Bachelor
in Paradise! How have I never seen this show before? I've been watching it this
season because I'm single now and when I go out, it’s only to buy cat food and
bird seed, so my evenings are relatively free for new TV shows.
The
show’s premise is this: Some decent looking twenty-somethings from past seasons
of The Bachelor/Bachelorette who learned zero relationship lessons on those
shows get drunk daily on a Mexican beach together. Every day or two a new
person joins them so there is never an even ratio of men to women. If the new guy
or girl is cuter than the guy or girl they just spent the day before with, they
are suddenly in a new relationship. It's like the whole of your twenties dating
life condensed into three weeks. I have to say, being 50 never felt so good.
Of
course, this being a Bachelor franchise, there are rose ceremonies hosted by
Chris Harrison. This is where paradise turns into hell for the ones who haven’t
made a “connection” (i.e., they’re not as good looking as the person who just arrived). They are publicly told that no one wants them, and they are forced
to leave Mexico immediately. You have to wonder how many women’s nightmares
Chris Harrison shows up in.
The
ones who are lucky enough to have found their soulmate based on the sheer fact
that filming is coming to an end, get the delight of spending their last night
in the fantasy suite. This is the show’s way of announcing that the couples will
be having sex, which adds to the humiliation of the ones who get broken up with
the next day. Because the final day is when they either break up or they get engaged. Because that's what the natural
next step is, right? Nineteen days of making out on the beach and then a
proposal or else we’re done.
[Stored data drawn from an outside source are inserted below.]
PR #201, opened 2018-05-18
Generate symbol pair tuple from presenation mathml expression

ghost:
Hi,

As part of the ticket, #761 implemented basic parsing functionality. This PR is still work in progress. 

Please have a look when you have time and give your feedback.

TODO:
Parsing:
- [x] Implement layout schemes such as superscript, subscript, root etc.
- [ ] Add matrix and vector support.
- [x]  Sub-expression.
- [x] Handle `<mrow>` element.
- [x] Handle namespace prefix if present.

In the current implementation, I used `std::vector` to store symbols. Please suggest if there is a better way.


guruhegde:
Windows build failure
```
Running test: closedb5... DatabaseCreateError: Cannot create directory '.glass/dbw' (No child processes)
```
I checked history of builds, somehow one test failed on directory related operation for remotetcp backend. Any idea?

ojwb:
We do see that "No child processes" failure erratically.  It doesn't make a whole lot of sense as creating a directory shouldn't need a child process.  Unfortunately it's hard for me to debug (I don't use those platforms myself) but nobody else seems very interested in keeping them working lately.

I had another look at the code and I wonder if that's a stale errno value from a previous command - I've pushed 2fbb24a4fcc239058ce3e712ebf094087a2e78d5 which may help.  It probably won't fix the error, but it may mean we get a more helpful errno value.

xapian-core/include/xapian/mathtermgenerator.h
```diff
@@ -0,0 +1,89 @@
...
+    MathTermGenerator();
+
+    /// Destructor.
+    ~MathTermGenerator();
+
+    /** Index some math expression in a std::string.
+     *
+     * @param expr	The expression to index.
+     */
+    void index_math(const char * expr);
```
ojwb: Documentation comment says `std::string`, but the method actually takes a `const char *`.

Worse, if I try to pass a `std::string` as the documentation suggests I can, my code will fail to compile.

xapian-core/queryparser/mathtermgenerator.cc
```diff
@@ -0,0 +1,72 @@
...
+MathTermGenerator::symbol_count()
+{
+    return internal->symbol_count();
+}
+
+string
+MathTermGenerator::get_description() const
+{
+    string s("Xapian::MathTermGenerator(doc=");
+    s += ")";
```
ojwb: There's no value inserted after `doc=` here.

xapian-core/queryparser/mathtermgenerator_internal.h
```diff
@@ -0,0 +1,74 @@
...
+struct Symbol {
+    std::string label;
+    edge e;
+    // Symbols like fraction, matrix are represented over multiple lines.
+    // For example, consider a / b. a goes to top row, b goes to bottom
+    // row and fraction symbol is added in middle row.
+    // TODO Think of better way
+    std::vector<Symbol> trow;	// Top row.
+    std::vector<Symbol> brow;	// Bottom row.
+    explicit Symbol(std::string l, edge e_) : label(l), e(e_) { }
```
ojwb: `explicit` is only useful when the constructor has a single-argument form - this one doesn't.

jaylett: I believe that is no longer true in C++11. (See [this article](https://abseil.io/tips/142) for instance.) I think this means we should be making many more of our constructors explicit, so you can't do things like:

```c++
```

ojwb: Thanks, I wasn't aware of that.

The case for `explicit` for single argument constructors is rather stronger since pretty much any value passed or assigned could potentially be implicitly converted without it being obvious at the point it happens.  For the multi-argument case it needs to be a braced list it seems.

The "Constructors That Change Types, But Not Values [are OK as implicit]" idea which the article you link to suggests seems a sensible rule (or at least a rule of thumb).

guruhegde: Thanks olly, james for pointing this out. I wasn't aware of that, forgot to remove `explicit` after changing constructor.

So we keep this as it is.

xapian-core/include/xapian/mathtermgenerator.h
guruhegde: I updated the comment.

I will add an interface which takes `std::string` as argument once parsing work is done.

guruhegde:
I forgot to fix some style errors. I will update it next time.
I just realised  commit `bf3b84d` should have been delayed for later stage. From now every time, style check fails. Should I push a fixup commit?

guruhegde:
@olly, I rebased with the master branch. Hence I had to force commit. Should I keep my branch up to date? (I read in some project developer guide that rebase w.r.t master before push) Commits on master branch were not conflicting and not relevant at least in this case, so rebase was not needed I guess. What do you recommend for the future?

guruhegde:
I couldn't understand these two style errors how to fix. any idea?
```
xapian-core/queryparser/mathtermgenerator_internal.cc:108: error: Multiple spaces: +    while (*ch != '\0' && *ch != ' ' &&  *ch != '>') {
xapian-core/queryparser/mathtermgenerator_internal.cc:181: error: Expression split before operator '||', should be after: +			|| tag.compare("semantics") == 0) {
```

jaylett:
The first means there's a repeated space in the middle of the expression (after the second `&&`); the second means you should put the line break after `||` not before it, ie `||` should be the last thing on the previous line, not the first on that line.

ojwb:
> I had another look at the code and I wonder if that's a stale errno value from a previous command - I've pushed 2fbb24a which may help. It probably won't fix the error, but it may mean we get a more helpful errno value.

Sadly that didn't seem to fix the error nor give us a more helpful errno value.

xapian-core/include/xapian/mathtermgenerator.h
ojwb: My suggestion would be to just provide an interface taking `const std::string&`, which will automatically accept a `const char*` and create a temporary `std::string` from it.

That's what we do in almost all other cases in the API (there's the odd exception such as `Utf8Iterator` in cases where it seems likely people might have large amounts of text in buffer and creating a temporary `std::string` would be problematic).

ojwb:
> I forgot to fix some style errors. I will update it next time.
> I just realised commit bf3b84d should have been delayed for later stage. From now every time, style check fails. Should I push a fixup commit?

I'd say leave it - it's not a big deal (though you'll get nagging mails from travis for each push I guess).

ojwb:
I've just pushed a tweak to `xapian-check-patch` to allow long `#error` and `#warning` lines so future runs shouldn't moan about this (travis actually tests the result of merging the branch and git master).

ojwb:
The CI builds are failing on some of your new testcases, for example:

```
Running test: mathquery1... FAILED
api_query.cc:782: ((q.get_length()) == (3))
Expected 'q.get_length()' and '3' to be equal: were 0 and 3
```

and:

```
Running test: mathqueryparse1... FAILED
api_queryparser.cc:3024: ((q.get_length()) == (3))
Expected 'q.get_length()' and '3' to be equal: were 0 and 3
```

guruhegde:
This PR has become monolithic. I am thinking to build on top of this. How would you like to proceed? 
There are few things I can work with the existing review comments:-
  * switching to `std::string` in parser.
  * wrapping parser functions in class, this is not suggested, but  will be refactor without changing the logic much.
  * Testing the feature, I can check how the performance evaluation done, get the dataset etc.

xapian-core/queryparser/mathtermgenerator_internal.cc
```diff
@@ -350,16 +352,16 @@ MathTermGenerator::Internal::index_math(const char * ch, const string & prefix)
...
 
-void
+vector<string>
 MathTermGenerator::Internal::generate_symbol_pair_list()
 {
     // If main row has size n, then number of tuples along main row is
     // T = (n * (n+1))/ 2. if main row has trow and brow of each size 2, then
     // total pairs is T + 4 * T. This computation is not accurate, an attempt to
     // avoid reallocation.
     unsigned long approx_pairs_count = (mrow.size() * (mrow.size() + 1)) * 3;
```
ojwb: `unsigned long` is the wrong type here really - the `size()` methods will return `std::vector<Foo>::size_type` but that should be the same as `size_t`.  So `size_t` or just `auto` is a better choice.

ojwb:
All good questions - I've been wondering how best to handle merging this project, and been meaning to raise that.

Perhaps you, me and @samuelharden should arrange an IRC meeting to discuss?

xapian-core/include/xapian/mathtermgenerator.h
```diff
@@ -0,0 +1,101 @@
...
+
+    /// Get the current document.
+    const Xapian::Document & get_document() const;
+
+    /** Index some math expression in std::string.
+     *
+     * @param expr	The expression to index.
+     * @param prefix	The term prefix to use (default is no prefix).
+     */
+    void index_math(const std::string & expr,
```
samuelharden: Probably comment can be more descriptive here:
Since this is a new function: expression to index seems a bit less on content.
you could add something like what type of expressions are supported and probably if it's one a link to the specification of that instruction.

As this is new for users, for them to understand what exactly will this function will do.

Just a suggestion, probably @ojwb or @jaylett  can tell if it's suitable to add these things in comemnts.

xapian-core/include/xapian/mathtermgenerator.h
```diff
@@ -0,0 +1,101 @@
...
+		    const std::string & prefix = std::string());
+
+    /** Generate and return symbol pair list from math expression in string.
+     *
+     * @param expr	The expression to generate symbol pair.
+     */
+    std::vector<std::string> get_symbol_pair_list(const std::string & expr);
```
samuelharden: Probably use would benefit from more explanation here. about what is a symbol pair list and how does it look.

xapian-core/include/xapian/mathtermgenerator.h
```diff
@@ -0,0 +1,101 @@
...
+
+    // For testing purpose.
+    std::vector<std::string> get_labels_list();
```
samuelharden: If it's just for testing purpose why is it checked in.

And even if it's for testing and you want to checkin. Better to tell what it returns and what to expect from this function.

xapian-core/queryparser/mathtermgenerator_internal.cc
```diff
@@ -0,0 +1,435 @@
...
+ * You should have received a copy of the GNU General Public License
+ * along with this program; if not, write to the Free Software
+ * Foundation, Inc., 51 Franklin St, Fifth Floor, Boston, MA  02110-1301 USA
+ */
+
+#include <config.h>
+
+#include "mathtermgenerator_internal.h"
+
+/* #define DEBUGGING */
```
samuelharden: Probably this shouldn't be checkedin

xapian-core/queryparser/mathtermgenerator_internal.cc
```diff
@@ -0,0 +1,435 @@
...
+		    if (move_to_next_open_tag(tag) &&
+			    tag.compare("mrow") == 0) {
+			if (move_to_next_open_tag(tag))
+			    mrow.back().brow.emplace_back(get_label(tag),
+				    BELOW);
+			while (next_tag(tag).compare("mrow") != 0) {
+			    if (move_to_next_open_tag(tag))
+				// TODO This only works if all the elemments are
+				// token elements.
+				mrow.back().brow.emplace_back(get_label(tag),
```
samuelharden: This seems a bit oddly indented.

xapian-core/include/xapian/mathtermgenerator.h
guruhegde: Sure. More explanation will be better. I will update.

xapian-core/queryparser/mathtermgenerator_internal.cc
guruhegde: This macro is useful for now. I don't know if there is a simple way to avoid part of the file from Git. Please suggest if you have any idea.

xapian-core/queryparser/mathtermgenerator_internal.cc
```diff
@@ -0,0 +1,435 @@
...
+		    }
+		    // Parse denominator.
+		    if (move_to_next_open_tag(tag) &&
+			    tag.compare("mrow") == 0) {
+			if (move_to_next_open_tag(tag))
+			    mrow.back().brow.emplace_back(get_label(tag),
+				    BELOW);
+			while (next_tag(tag).compare("mrow") != 0) {
+			    if (move_to_next_open_tag(tag))
+				// TODO This only works if all the elemments are
```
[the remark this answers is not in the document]
guruhegde: Thanks for the idea.  Recursion seems to be the better way to handle sub-expression.

xapian-core/queryparser/mathtermgenerator_internal.cc
```diff
@@ -0,0 +1,435 @@
...
+			}
+		    } else {
+			mrow.back().brow.emplace_back(get_label(tag),
+				BELOW);
+		    }
+		} else if (tag.compare("mroot") == 0) {
+		    // Add root symbol.
+		    mrow.emplace_back("R", NEXT);
+		    // Parse base.
+		    if (move_to_next_open_tag(tag))
```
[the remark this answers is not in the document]
guruhegde: We should check. I didn't handle the similar case in few other places as well.  

* `<mroot>` can have strictly two child elements . It is not validated here. 
* Sometimes `<mrow>` is used to group set of child elements as one element. Such cases are also not handled.

xapian-core/include/xapian/queryparser.h
```diff
@@ -1066,6 +1066,20 @@ class XAPIAN_VISIBILITY_DEFAULT QueryParser {
...
+     * @param flags		Zero or more QueryParser::feature_flag
+     * 		specifying what features the QueryParser should support.
+     * 		Combine multiple values with bitwise-or (|)
+     * 		(default FLAG_DEFAULT).
+     *	@param default_prefix	The default term prefix to use (default none.
+     *		For example, you can pass "A" when parsing an "Author" field.
+     */
+    Query parse_math_query(const std::string & query_string,
+			   unsigned flags = FLAG_DEFAULT,
+			   const std::string &default_prefix = std::string());
```
samuelharden: Any thoughts on what and when flags and default_prefix would be useful in math query and indexing?

If we can't think any good usecase of flags and default_prefix, does it make sense to have them in function for sake of consistency with parse_query function?

xapian-core/queryparser/queryparser.cc
```diff
@@ -172,6 +173,20 @@ QueryParser::parse_query(const string &query_string, unsigned flags,
...
 
+Query
+QueryParser::parse_math_query(const std::string & query_string, unsigned flags,
+			      const string &)
+{
+    if (query_string.empty()) return Query();
+
+    MathTermGenerator termgen;
+    auto query_terms = termgen.get_symbol_pair_list(query_string);
+    if (flags && FLAG_BOOLEAN)
```
samuelharden: Do we have a boolean term in math ml?

FLAG_BOOLEAN is for distinguishing boolean and probabilistic term in normal term. 
Boolean terms always have wdf(word document frequency) of 1 and other normal terms can have higher wdf which is used in ranking.

Is there a plan to use that concept there and how we would describe boolean in math ml or math aware queries?

xapian-core/queryparser/mathtermgenerator_internal.h
```diff
@@ -0,0 +1,98 @@
...
+    char edge;
+    // Symbols like fraction, matrix are represented over multiple lines.
+    // For example, consider a / b. a goes to top row, b goes to bottom
+    // row and fraction symbol is added in middle row.
+    std::vector<Symbol> trow;	// Top row.
+    std::vector<Symbol> brow;	// Bottom row.
+    Symbol() = default;
+    explicit Symbol(std::string l, char e) : label(l), edge(e) {
+	trow.reserve(EST_SUB_SYMBOLS_COUNT);
+	brow.reserve(EST_SUB_SYMBOLS_COUNT);
```
samuelharden: Do we really need to reserve the space in trow and brow, and does it help?

guruhegde: I used the `reserve()` method to avoid the reallocation with a decent guess on approx. size of the container.  I didn't check whether it is really helpful. At a later stage, I will check this with examples.

xapian-core/queryparser/queryparser.cc
ojwb: Also, `flags && FLAG_BOOLEAN` is buggy as it's doing a boolean AND (`flags & FLAG_BOOLEAN` is a bit-wise AND).  As written, this just tests if flags is non-zero.

ojwb: > Boolean terms always have wdf(word document frequency) of 1 and other normal terms can have higher wdf which is used in ranking.

Minor correction here - boolean terms generally have wdf of 0 (there's no hard requirement as such but that's what `Xapian::Document::add_boolean_term()` does, and it makes sense that adding more filters shouldn't affect the document length, which Xapian defines as the sum of the wdf for all the terms indexing the document).

guruhegde: Sorry, It is a mistake. It should have been bitwise `&` like olly pointed out and `FLAG_DEFAULT` instead of `FLAG_BOOLEAN`.  I pushed a fix by removing flag usage, as the default flag is sufficient for now.

As per usage of `FLAG_BOOLEAN`, I think `dice coefficient` weight metric performs set intersection, hence metric treats each math term as a `BOOLEAN` for the score computation right?

For the following case flag can be used I think:
Given query can be searched with or without unification of symbols. For this case, can we use flag to set the option?

xapian-core/include/xapian/queryparser.h
guruhegde: Right, `flags` parameter is not needed. I removed the usage. Please check another comment for a possible use case for flags.

xapian-core/include/xapian/mathtermgenerator.h
guruhegde: I will update the comment with proper explanation.

guruhegde: Done

xapian-core/include/xapian/mathtermgenerator.h
guruhegde: Done. Let me know if it needs further explanation

xapian-core/include/xapian/mathtermgenerator.h
guruhegde: Done. Let me know if it needs further explanation

jaylett:
@guruhegde you should read up on git merge conflicts, but the stuff from the <<< line to === is your changes, and from there to >>> is the other changes that conflict with yours, that have happened since you branched from master.

In this case it looks like there's a single line edit on master (the "probabilistic" line changes to the "free-text" line), so you want to keep that change and also include your new function prototype (`parse_math_query()`).

ojwb:
A little background - I did a pass over the code and docs and changed uses of "probabilistic" which really just meant "ranked" or "weighted".

Originally the weighting schemes we supported were all probabilistic, but we now support weighting schemes which aren't (and uses can implement their own weighting scheme too).

guruhegde:
@samuelharden olly suggested to keep the `#error ...` line as it is even though it doesn't conform to the style. Aprart from that no other issues.

xapian-core/tests/api_query.cc
```diff
@@ -691,140 +693,32 @@ DEFINE_TESTCASE(notandor1, backend) {
...
-};
-
 DEFINE_TESTCASE(mathquery1, writable) {
     Xapian::WritableDatabase db = get_writable_database();
     Xapian::MathTermGenerator termgen;
 
-    auto t = index_doc;
-    for (unsigned i = 0; i < sizeof(index_doc) / sizeof(char *) - 1; ++i) {
+    std::vector<std::string> docs;
+    ifstream infile("testdata/apitest_allformulae.txt");
```
ojwb: This only works when building in the source tree - you need to use: `test_driver::get_srcdir() + "/testdata/apitest_allformulae.txt"`

xapian-core/tests/api_query.cc
```diff
@@ -691,140 +693,32 @@ DEFINE_TESTCASE(notandor1, backend) {
...
+	    continue;
+	}
+	formula.append(line);
+    }
+
+    if (!formula.empty())
+	docs.push_back(formula);
+
+
+    for (unsigned i = 0; i < docs.size(); ++i) {
```
ojwb: Why not just process each formula as you read it?  Avoids the overhead of storing them all in the vector.

xapian-core/tests/api_query.cc
guruhegde: Thanks. Fixed

xapian-core/tests/api_query.cc
guruhegde: Right, that's simple. Thanks for pointing this out. Fixed.

xapian-core/queryparser/mathtermgenerator_internal.cc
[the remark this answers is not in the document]
guruhegde: I implemented a way to handle sub-expression. Tried to make overall parsing recursive. I feel the solution I provided is not good and needs improvement. If you have any suggestion or input about the approach, that would be helpful.

ojwb:
This is an interesting feature.  It probably has a fairly narrow appeal (but then so do some existing interesting features), however if it's useful to you it's probably very useful.

Is there likely to be further development in the near future?  If not, perhaps we should just merge it to a branch in the git.xapian.org repo and close this MR.

Or if someone's up for mentoring, we could perhaps make it a GSoC project for this year (if we get our act together quickly).  @guruhegde  @gauravaror Any takers?

gauravaror:
I probably won't have time until July to be involved as I am just finishing up the final semester of masters. Having an ongoing semester during GSOC doesn't help.

I will still try to be involved but not quite sure If I can mentor full project myself. If @guruhegde  is willing, I can probably help him a bit.
@ojwb

ojwb:
I wrote:
> Is there likely to be further development in the near future? If not, perhaps we should just merge it to a branch in the git.xapian.org repo and close this MR.

There's been no further work on this, so I've recreated the branch from this PR locally (which was a bit fiddly because Guruprasad's github account no longer exists and github only seems to provide it as a patch series and you have to poke around to find the branch point), reverted the merge of the `DiceCoeffWeight` branch (which was merged long ago), merged current master to the branch, fixed the testcases for changes on master since, checked it builds and the new tests pass, and have pushed to our repo as branch mathml-expression-indexing.

We have https://trac.xapian.org/ticket/761 open to track this so I'm going to close this PR now.  Anyone wanting to progress this should start from the branch in our repo.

As one of the women put it, “If we don’t get
engaged, we’re probably not going to make it.” Huh?
The
epiphanies continued the morning after the fantasy suite. One of the guys
decided after getting matching
tattoos of their combined names that maybe they should think things through a
bit more. One woman said, “It was great having breakfast in bed together and
finally being a normal couple.” Breakfast in bed is not a normal couple
activity. Eating dry cereal for breakfast because the last of the milk is
souring in his cereal bowl from the night before is more like it.
Nonetheless,
with Neil Lane handing out free diamond rings, three of the six couples got
engaged. With such a solid foundation, I am certain they will make it to the
alter and live happily ever after. The update confirmed it. After two whole
months, all three were still going strong. As one of the guys said before he
proposed, “I thought I knew what true love was in the past. But I didn’t. This
is true love.” It’s kind of like what
I say every time I start a new diet. “I thought the ones in the past would work
out. But they didn’t. This one’s for real.”
There
was one guy who just couldn’t commit to the woman who declared her love for
him. He had to break it off because he feels “too damaged to love anyone.” So
what happened to him? They announced that he’s going to be the next Bachelor,
of course! Why break just one woman’s heart when 28 more have signed up?